Exercise description:
Go through the records and report each line holding the string "creating".

(Collected data entries)
==========

PR #52, opened 2020-05-07
Adding a postgres db and setting up the Barcode class to use it.

EdwinGuzman:
## Description

A WIP that resolves [DQ-292](https://jira.nypl.org/browse/DQ-292).  Tests are currently missing but wanted to get some feedback on generating the barcodes that get added to a new patron account request. A later part of this will be setting it up so it connects to an RDS instance on AWS, so some configs will be updated in a different PR.

@leonardr you don't have to check the code itself, but going over the logic in the `api/models/v0.3/modelBarcode.js` file would be helpful. I'm looking for the lowest numbered barcode that is unused first. If there are none, then it's getting the lowest numbered barcode that is used and subtracting one to get the next available barcode. It's checked against the ILS for availability. If the barcode is available, it's sent with the request to create a patron. If it's successful, then the barcode is added to the database and marked as used. If it's not successful, then it's not added to the database. If the barcode was already in the database and the patron was successfully created, then the `used` flag is updated to true.

## How Has This Been Tested?

Through local database and Postman to make requests.

Screen Shot 2020-05-07 at 4 38 04 PM

## Checklist:


api/models/v0.3/modelBarcode.js
```diff
@@ -1,65 +1,170 @@
...
+
+      // If the barcode is available, insert it into the database.
+      if (barcodeAvailable) {
+        if (newBarcode) {
+          this.addBarcode(barcodeToTry, true);
+        } else {
+          this.markUsed(barcodeToTry, true);
+        }
+        break;
+      }
```
leonardr, line 156: This seems vulnerable to a race condition where two processes both notice that a barcode is available on the ILS side. What happens if the INSERT statement issued by addBarcode fails?

api/models/v0.3/modelBarcode.js
```diff
@@ -1,65 +1,170 @@
...
+
+      // Otherwise, let's try once more with the next barcode in the sequence.
       tries -= 1;
+      barcodeToTry = `${barcodeToTry - 1}`;
```
leonardr, line 160: Antonio mentioned in the call yesterday that it's more complicated than this because the last digit of a barcode is a checksum digit.

So if the last used barcode is `233331234567895`, the first available barcode is not `233331234567894`, it's `23333123456788X`, where X is the result of the checksum algorithm.

This requirement went unstated last time, and it's caused a lot of problems, so I'm making a big deal out of it now. This should be a separate function. It's OK to implement the function as x-1 for now, but once you have the checksum algorithm it should implement that algorithm.

api/models/v0.3/modelCard.js
```diff
@@ -407,17 +418,28 @@ class Card {
...
 
-    // create the patron
-    const response = await this.ilsClient.createPatron(this);
+    // Now create the patron in the ILS.
+    try {
+      response = await this.ilsClient.createPatron(this);
+    } catch (error) {
+      // We want to catch the error here just to free up the barcode in the
+      // database, but continue to throw the same error as an API response.
+      await this.freeBarcode(this.barcode);
```
leonardr, line 440: I'm also concerned about a race condition here. Let's imagine two processes running at once, A and B.

They both get the idea that the next available barcode is 23333567.

Process A creates a patron with that barcode and marks the barcode as used.
Process B tries to create a patron with the same barcode and gets an error -- the patron already exists.
Process B then frees the barcode because it encountered an error.

Now it looks like 23333567 is free for some future process to use, even though there's a patron with that barcode.

leonardr:
Looking over this code, I remembered we were originally concerned with load on the ILS. I think that's why we relied so heavily on reserving barcodes ahead of time. This strategy -- to use reserved barcodes if any are available but to go out to the ILS if they're not -- is a good compromise.

That said, I can see a number of race conditions here. It's nothing we can't fix, but this stuff is difficult to test and there is middle ground between the old system (clearly broken) and fetching a new barcode every time.

Like, we could have a background script that runs every 5 minutes and makes sure there are 1000 free barcodes in the database. Combine that with better monitoring and I'd be comfortable with controller code that errors out (with a helpful message) if it turns out there are no free barcodes.

api/models/v0.3/modelBarcode.js
EdwinGuzman: Yeah, I just got the algorithm this morning and I'll implement it soon.

EdwinGuzman:
I think, from reading the ruby code, that even though there are reserved barcodes to use, each time a patron is about to be created, the barcode is checked for availability in the ILS. So it was free in the database but double-checked in the ILS every time. It seems like a lot of load on the ILS, but I kept this same pattern.

I like the background script but I'm not sure how to do that if this is a lambda. It might make more sense, now, to convert this from a lambda to an ec2.

api/controllers/v0.3/UsernameValidationAPI.js
```diff
@@ -58,13 +58,14 @@ const UsernameValidationAPI = (args) => {
    * @param {string} username
    */
   const usernameAvailable = async (username) => {
+    const isBarcode = false;
```
adriana-alter, line 61: Why is this needed?

api/controllers/v0.3/endpoints.js
```diff
@@ -283,7 +283,8 @@ async function createPatron(req, res) {
     });
 
   let address = new Address(req.body.address);
-  const policy = Policy({ policyType: "webApplicant" });
+  // TODO: What should the default policy be?
+  const policy = Policy({ policyType: req.body.policyType || "simplye" });
```
adriana-alter, line 287: What happened to "webApplicant"?

api/models/v0.3/modelBarcode.js
```diff
@@ -1,65 +1,170 @@
...
-  markUnused(barcode) {
-    noop();
+  /**
+   * getNextAvailableBarcode()
+   * Generates a new barcode in the database from the last one in the database,
+   * and verifies it's available in the ILS. If it is, return it.
+   */
+  async getNextAvailableBarcode() {
+    let barcode = await this.generateNewBarcode();
+    let tries = 3;
```
adriana-alter, line 19: Where does `tries` get decremented?

api/models/v0.3/modelCard.js
```diff
@@ -39,7 +40,7 @@ const CardValidator = () => {
       card.errors["username"] = ["Username is not available or valid"];
     }
 
-    if (card.email && !/\A[^@]+@[^@]+\z/.test(card.email)) {
+    if (card.email && !/^[^@]+@[^@]+$/.test(card.email)) {
```
adriana-alter, line 43: Why the change?

api/controllers/v0.3/UsernameValidationAPI.js
EdwinGuzman: The `available` function from the `ilsClient` can check barcode or username, but the flag is set so that it sets up the params correctly.

api/controllers/v0.3/endpoints.js
EdwinGuzman: It's still available but the requirement might change on what's the default.

api/models/v0.3/modelBarcode.js
EdwinGuzman: Good point.

api/models/v0.3/modelCard.js
EdwinGuzman: Js regex seems to be slightly different than the ruby version.

leonardr: Yeah, those look like old-time Perl regexes to me.

api/models/v0.3/modelCard.js
EdwinGuzman: I updated the database checking and setting of `used` based on the other comments. _I think_ the next commit might help fix this issue.

If the barcode is new, an error will be thrown when it's inserted into the database if it's already there and a new barcode will be used.

If the barcode is an existing unused barcode, then an error will be thrown when updating the value of `unused` to true. So if A uses the barcode it's set to true and if B tries to set it to true and it's already true, then it will try a new barcode.

EdwinGuzman:
The last commit can be reviewed but it doesn't implement the new barcode algorithm.

EdwinGuzman:
I added a file to create 14-digit barcodes using the luhn-algorithm. We're supposed to also support the 15-digit NYC ID but that shouldn't be stored, nor are we creating them. I'm assuming that the patron will somehow add their NYC ID as an added barcode (or just as their single barcode) through the UI and just bypass the barcode creating and go directly into the ILS request. But, I think that's something to tackle later since I also don't have much of the requirements or workflow around that.

EdwinGuzman:
I will set this "ready for review" once I write tests.

api/models/v0.3/modelBarcode.js
```diff
@@ -70,12 +71,18 @@ class Barcode {
...
         "select barcode from barcodes where used=true order by barcodes asc limit 1;";
       result = await db.query(query);
-      barcode = `${parseInt(result.rows[0].barcode, 10) - 1}`;
+      // Remove the last digit from the existing barcode since we need a
+      // 13-digit number to pass through the luhn-algorithm.
+      barcode = Math.floor(parseInt(result.rows[0].barcode, 10) / 10);
+      // Subtract one for the next barcode.
+      barcode -= 1;
+      // Pass the value and get a 14-digit barcode.
+      barcode = luhn.calculate(barcode);
```
EdwinGuzman, line 85: Example of this in the database:
Screen Shot 2020-05-11 at 11 18 31 AM

EdwinGuzman:
This is finally ready for review. The database race condition concerns should be all addressed now.

This now requires two local databases - one to run while the API is running and one that the tests used. The test database automatically creates and deletes the table after running tests, to ensure that it's properly inserting and selecting unique data. A test database is also set up in Travis and it looks like it's working. There's a flag when the tests run that tell it to use the database Travis sets up.
Once the real local database is created, the next time the app runs, a table and seed barcode data will be inserted. This might need to be updated when it's pushed to the QA and production environments.

db/index.js
```diff
@@ -2,65 +2,104 @@
...
+class BarcodesDb {
+  constructor(args) {
+    this.pool = new Pool({
+      user: args["user"],
+      host: args["host"],
+      database: args["database"],
+      password: args["password"],
+      port: args["port"],
+    });
+  }
```
leonardr, line 16: What's the difference between BarcodesDb here and BarcodeDb in app.js?

EdwinGuzman: This is the class. When this file is imported and invoked, an instance will be created and returned. The name in app.js is misleading and I can update that, but that `BarcodeDb` is the wrapper function that returns the instance of this class. I did it this way because I only wanted to have one instance of the class that connects to the database for every startup of the lambda. That way, multiple requests will use the same instance instead of creating a new instance for every request.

==========

Solved exercise:
I added a file to create 14-digit barcodes using the luhn-algorithm. We're supposed to also support the 15-digit NYC ID but that shouldn't be stored, nor are we creating them. I'm assuming that the patron will somehow add their NYC ID as an added barcode (or just as their single barcode) through the UI and just bypass the barcode creating and go directly into the ILS request. But, I think that's something to tackle later since I also don't have much of the requirements or workflow around that.
EdwinGuzman: This is the class. When this file is imported and invoked, an instance will be created and returned. The name in app.js is misleading and I can update that, but that `BarcodeDb` is the wrapper function that returns the instance of this class. I did it this way because I only wanted to have one instance of the class that connects to the database for every startup of the lambda. That way, multiple requests will use the same instance instead of creating a new instance for every request.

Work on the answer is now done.